One of the Leningrad memories that stands out most clearly in my mind is the afternoon I spent in September 1943 at the great Kirov Works, where work continued even then
under almost constant shelling from the German lines barely two miles away. For here, even in 1943, one had a glimpse of Leningrad's darkest and grimmest days; to the Kirov workers these were not a memory of the past; they were continuing to live here through a peculiar kind of hell. Yet to these people, to be a Kirov worker, and to hold out to the end, had become like a title of nobility. The workers here were not soldiers; sixty-nine per cent were women and girls—mostly young girls. They knew that this was as bad as
the front; in a way it was worse: you did not know the thrill of direct retaliation. The great revolutionary tradition of the Putilov, now the Kirov Works, had much to do with it.

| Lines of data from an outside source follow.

Issue #171, opened 2024-12-11
flaky image builds


BenTheElder:
https://testgrid.k8s.io/sig-testing-kind#post-cloud-provider-kind-image

aojea:
> Your build timed out. Use the [--timeout=DURATION] flag to change the timeout threshold.

how can it take more than one hour https://prow.k8s.io/job-history/gs/kubernetes-ci-logs/logs/post-cloud-provider-kind-image

the good one takes 5 mins

stmcginnis:
Unfortunately it doesn't have timestamps for most of it, but some areas that could cause delays that come to mind:

- Throttling during pulling docker image layers
- Resource contention on the build host slowing down the process
- Throttling during pulling go packages for the build

We could probably add some explicit timestamp logging to help narrow down what areas are taking so long. Just trying to brainstorm ideas.

BenTheElder:
or qemu flakes? we are compiling under emulation instead of cross compiling, we should fix that. it will be faster and more reliable.

BenTheElder:
I'll send a cross-compile PR for the docker image ...

BenTheElder:
the push job is substantially faster now after https://github.com/kubernetes-sigs/cloud-provider-kind/pull/173 as expected, reliably under 3m.

BenTheElder:
previously ~5m-9m with the occasionally 1h+ hang:
https://prow.k8s.io/job-history/gs/kubernetes-ci-logs/logs/post-cloud-provider-kind-image 

I'm going to presume this is closed for now and reopen it later if we get another alert for flakes

PR #173, opened 2024-12-12
docker: cross compile binary

BenTheElder:
see discussion in https://github.com/kubernetes-sigs/cloud-provider-kind/issues/171, not sure if this is a complete fix but it should help, we avoid qemu entirely

### DIFF
--- a/Dockerfile
+++ b/Dockerfile
@@ -1,11 +1,12 @@
-FROM golang:1.22
+FROM --platform=$BUILDPLATFORM golang:1.22
 WORKDIR /go/src
 # make deps fetching cacheable
 COPY go.mod go.sum ./
 RUN go mod download
 # build
 COPY . .
-RUN make build
+ARG TARGETARCH
+RUN GOARCH=$TARGETARCH make build
 
 # build real cloud-provider-kind image
 FROM docker:25.0-dind


Dockerfile
```diff
@@ -1,11 +1,12 @@
...
 COPY go.mod go.sum ./
 RUN go mod download
 # build
 COPY . .
-RUN make build
+ARG TARGETARCH
+RUN GOARCH=$TARGETARCH make build
 
 # build real cloud-provider-kind image
 FROM docker:25.0-dind
```
BenTheElder, line 12: will make a seperate PR, but we have no reason to actually ship the daemon right? this image is bigger than we need, we just need the `docker` CLI, right? or am I missing something.

aojea: we do, the cloud provider kind needs docker when running inside docker

BenTheElder: confirmed we only need the CLI with @aojea

BenTheElder: filed as another PR so we can decide separately https://github.com/kubernetes-sigs/cloud-provider-kind/pull/174, but included this existing commit to avoid diff since it's about to merge hopefully

BenTheElder:
> pull-cloud-provider-kind-conformance-parallel-ga-only

these jobs are not blocking merge

probably we should run just a subset of loadbalancer related tests and require it for merge?

Issue #185, opened 2025-01-13
Improve startup latency


aojea:
I think we can improve that, right now is a very basic serial check

https://github.com/kubernetes-sigs/cloud-provider-kind/blob/0ca70805fdb846aacae28c66d75b4dd0dd287d0b/pkg/controller/controller.go#L121-L171

we can run both checks in parallel and choose the one that wins the race, I will open a feature request to fix this , otherwise is hard to follow this issue if we have multiple topics

_Originally posted by @aojea in https://github.com/kubernetes-sigs/cloud-provider-kind/issues/184#issuecomment-2586867946_

PR #187, opened 2025-01-15
Improve startup latency

aojea:
Improve the cloud provider kind startup latency by polling the endpoints of the apiserver in parallel instead of serial

Fixes: https://github.com/kubernetes-sigs/cloud-provider-kind/issues/185

FYI @slartibart70


stmcginnis:
Nice!

/lgtm

PR #268, opened 2017-09-12
TESTING: Make binding tests able to run in parallel

HaochengLIU:
Use google test for C binding tests and simplify the logic.
In the future, we should also add validation for binding tests.


HaochengLIU:
@chuckatkins 
Would you please kindly review this MR?

testing/adios2/bindings/C/TestBPWriteTypes.cpp
```diff
@@ -8,20 +8,32 @@
  *      Author: wgodoy
```
chuckatkins: Author?

testing/adios2/bindings/C/TestBPWriteTypes.cpp
```diff
@@ -8,20 +8,32 @@
...
  */
 
+#ifdef ADIOS2_HAVE_MPI
```
chuckatkins: The `#ifdef` should be after including `adios2_c.h` since none of the `ADIOS2Config.h` that actually defines the options isn't included until then.

testing/adios2/bindings/python/CMakeLists.txt
```diff
@@ -4,9 +4,12 @@
 #------------------------------------------------------------------------------#
 
 if(NOT ADIOS2_HAVE_MPI)
-    python_add_test(PythonBPWrite TestBPWriteTypes_nompi.py)
+    python_add_test(TARGET PythonBPWrite SCRIPT TestBPWriteTypes_nompi.py)
```
chuckatkins: The `TARGET` option should be `NAME` since what your passing is the test name, not a CMake target.  The gtest functions actually used the CMake target information, but in this case, it's just a test name.

cmake/ADIOSFunctions.cmake
```diff
@@ -22,11 +22,20 @@ function(message_pad msg out_len out_msg)
...
+function(python_add_test)
+  set(options)
+  set(oneValueArgs
+      TARGET
   )
-  set_property(TEST ${name} PROPERTY
+  set(multiValueArgs
+      EXEC_WRAPPER
+      SCRIPT
+  )
```
chuckatkins: Since there's only a few of these they can easily fit on a single line.  The multi-line breakout is really to deal with long lines > 80c.

```cmake
set(options)
set(oneValueArgs TARGET)
set(multiValueArgs EXEC_WRAPPER SCRIPT)
```

That being said, is `SCRIPT` actually a multi-value argument?  What would happen if you passed several scripts here?  it seems things would break on multiple levels.  This would likely be better suited to dropping the `TARGET` option entirely and just having the multi-value `EXEC_WRAPPER` and `SCRIPTS` arguments.  Then loop through and add a test for each one by extracting the test name from filename by dropping the extension (see [get_filename_component](https://cmake.org/cmake/help/v3.6/command/get_filename_component.html)).

testing/adios2/bindings/C/TestBPWriteTypes.cpp
HaochengLIU: Done.

testing/adios2/bindings/C/TestBPWriteTypes.cpp
HaochengLIU: Done.

HaochengLIU:
@chuckatkins 
Would you please kindly review the updated code?

PR #269, opened 2017-09-12
Get AppVeyor builds working

scottwittenburg:


scottwittenburg:
@HaochengLIU Can you take a look at the changes to `testing/adios2/interface/`, and @chuckatkins can you look at the changes to `testing/adios2/xml/`?  

I ran into trouble turning on Python under windows, so I was thinking I'd leave it off for now.  As for the time differences we see between the two appveyor builds over on CDash, I have had some initial indication that the problem may need to be solved within CDash itself.

chuckatkins:
rather than create a separate XML file for Windows, just specifying the fstream library should work for all platforms.  just change the current config1.xml so it will work with all platforms.

HaochengLIU:
LTGM. Thanks scot! Once it's merged I would rebase my MR.

scottwittenburg:
Thanks for the feedback @chuckatkins, that does make more sense.  So unless there are any other requests for changes, or other comments, I think we could merge this.  I see a green merge button, so that make me  think I have the power to merge :wink:

PR #275, opened 2017-09-28
added Read() to Transport class

JasonRuonanWang:


williamfgc:
@JasonRuonanWang Thanks for adding this. This is fine for now if this allows you to continue your work. I am planning to add Read( char* buffer, size_t size, size_t start = std::numeric_limits<size_t>() ), that way start should demote to the current position of the stream if not passed. It's will be the same for Write.

williamfgc:
@chuckatkins I'll merge this, I will then make the changes mentioned above.

PR #280, opened 2017-10-10
Fix zmq cmake config

chuckatkins:


chuckatkins:
@JasonRuonanWang Please check that this addresses your issue

PR #316, opened 2017-11-23
Sst integration

eisenhauer:
OK, trying again.  This time everything also builds on Titan with the evpath configuration that we've been using for SC demos.  (It might have a problem if you have adios1 enabled because both of those pull in evpath and potentially result in duplicate dependency arguments.  I turned off adios1 for testing.)


pnorbert:
This builds on my virtual machine as well. It builds together with ADIOS1 because we just use a lean adios1 build without any dependencies.

PR #326, opened 2017-12-02
Refactored heat transfer example. A config file is now command line a…

pnorbert:
…rgument. Reader's decomposition is also command line argument.

This example works with BPFileWriter/BPFileReader except for no end-of-stream error is occuring. 
Reader only deals with array T, gndx and gndy values are not read in. 
Reader can be run with arbitrary decomposition (DataMan requires to run it with the same decomp as the writer). 
Config file is also given in command line, not baked in, so we can have a separate config prepared for each engine.


williamfgc:
@guj  BeginStep is something we must implement for each engine. The return type just reflect checking if we reached the final step.

PR #351, opened 2017-12-12
python example for heat transfer

ORNLChu:
Found the missing of attribute "InConfigFile" in Python binding class "adios2::IO"


williamfgc:
@ORNLChu this need to be functional before we can do a pull request

PR #354, opened 2017-12-15
 heat transfer example worked with DataManWriter with callback based DataManReader

JasonRuonanWang:


pnorbert:
Why do you have a separate heatTransfer_dataman executable with IO_dataman.cpp source? Does DataMan not work with the IO_adios2.cpp implementation?

JasonRuonanWang:
@pnorbert Oh. I thought that's the idea because I saw the POSIX, HDF5 and ADIOS1 ones. I can change it back. It should work with the adios2 example.

PR #359, opened 2017-12-19
Fix warnings from python and GNU headers.

chuckatkins:
Due to some squireliness of how python headers work, we need to include
any python binding headers first, before any C library headers.  This is
contrary to the projects coding and style guidelines but necessary
since python.h will otherwise re-define core system feature macros.


chuckatkins:
@williamfgc just a heads up that this is explicitly against our guidelines for header organization but the commit should explain why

The day before, in a children's rest home in Kamenny Island, I had talked to a girl called Tamara Turanova:
She was a little girl of fifteen, very pale, thin and delicate, obviously run down. On her little black frock was pinned the green-ribboned medal of Leningrad:
"Where did you get that?" I asked. A faint smile appeared on her pale little face. "I don't know what he was called," she said. "An uncle with spectacles came to the works one day and gave me this medal." "What works?" "Oh, the Kirov Works, of course," she said.

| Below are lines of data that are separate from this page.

PR #362, opened 2017-12-23
Preliminary FFS-based MxN data transfer for global arrays

eisenhauer:
works with heatTransfer.

### DIFF
--- a/source/adios2/engine/sst/SstReader.cpp
+++ b/source/adios2/engine/sst/SstReader.cpp
@@ -8,6 +8,7 @@
  *      Author: Greg Eisenhauer
  */
 
+#include "adios2/helper/adiosFunctions.h"
 #include <cstring>
 #include <string>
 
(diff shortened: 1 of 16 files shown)


pnorbert:
Same typename trick is required on line 61
/home/adios/work/worktree/ADIOS2/release/source/adios2/engine/sst/SstReader.cpp: In lambda function:
/home/adios/work/worktree/ADIOS2/release/source/adios2/engine/sst/SstReader.cpp:61:31: error: ‘Reader’ was not declared in this scope
         SstReader::SstReader *Reader =

eisenhauer:
Also added to line 61.

source/adios2/engine/sst/SstReader.cpp
```diff
@@ -58,8 +58,8 @@ SstReader::SstReader(IO &io, const std::string &name, const Mode mode,
         std::vector<size_t> VecStart;
         std::vector<size_t> VecCount;
         std::string Type(type);
-        SstReader::SstReader *Reader =
-            reinterpret_cast<SstReader::SstReader *>(reader);
+        typename SstReader::SstReader *Reader =
+            reinterpret_cast<typename SstReader::SstReader *>(reader);
```
chuckatkins: Why would this need `typename` when there are no template arguments.

pnorbert: My Ubuntu 16.04, g++ 5.4.0 did not like that line. ```typename``` fixed it. Is there a better fix?

chuckatkins:
Most recent push was a rebase on current release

"Does your father work there, too?" "No," she said, "father died in the hungry year, died on the 7th of January. I have worked at the Kirov Works since I was fourteen, so I
suppose that's why they gave me this medal. We're not far away from the front." "Doesn't it frighten you to work there?" She screwed up her little face. "No, not really; one gets used to it. When a shell whistles, it means it's high up; it's only when it begins to sizzle that you know there's going to be trouble. Accidents do happen, of course, happen very often; sometimes things happen every day. Only last week we had an accident; a shell landed in my workshop and many were wounded, and two Stakhanovite girls were
burned to death." She said it with terrible simplicity and almost with the suggestion that it wouldn't have been such a serious matter if two Stakhanovite girls hadn't lost their lives.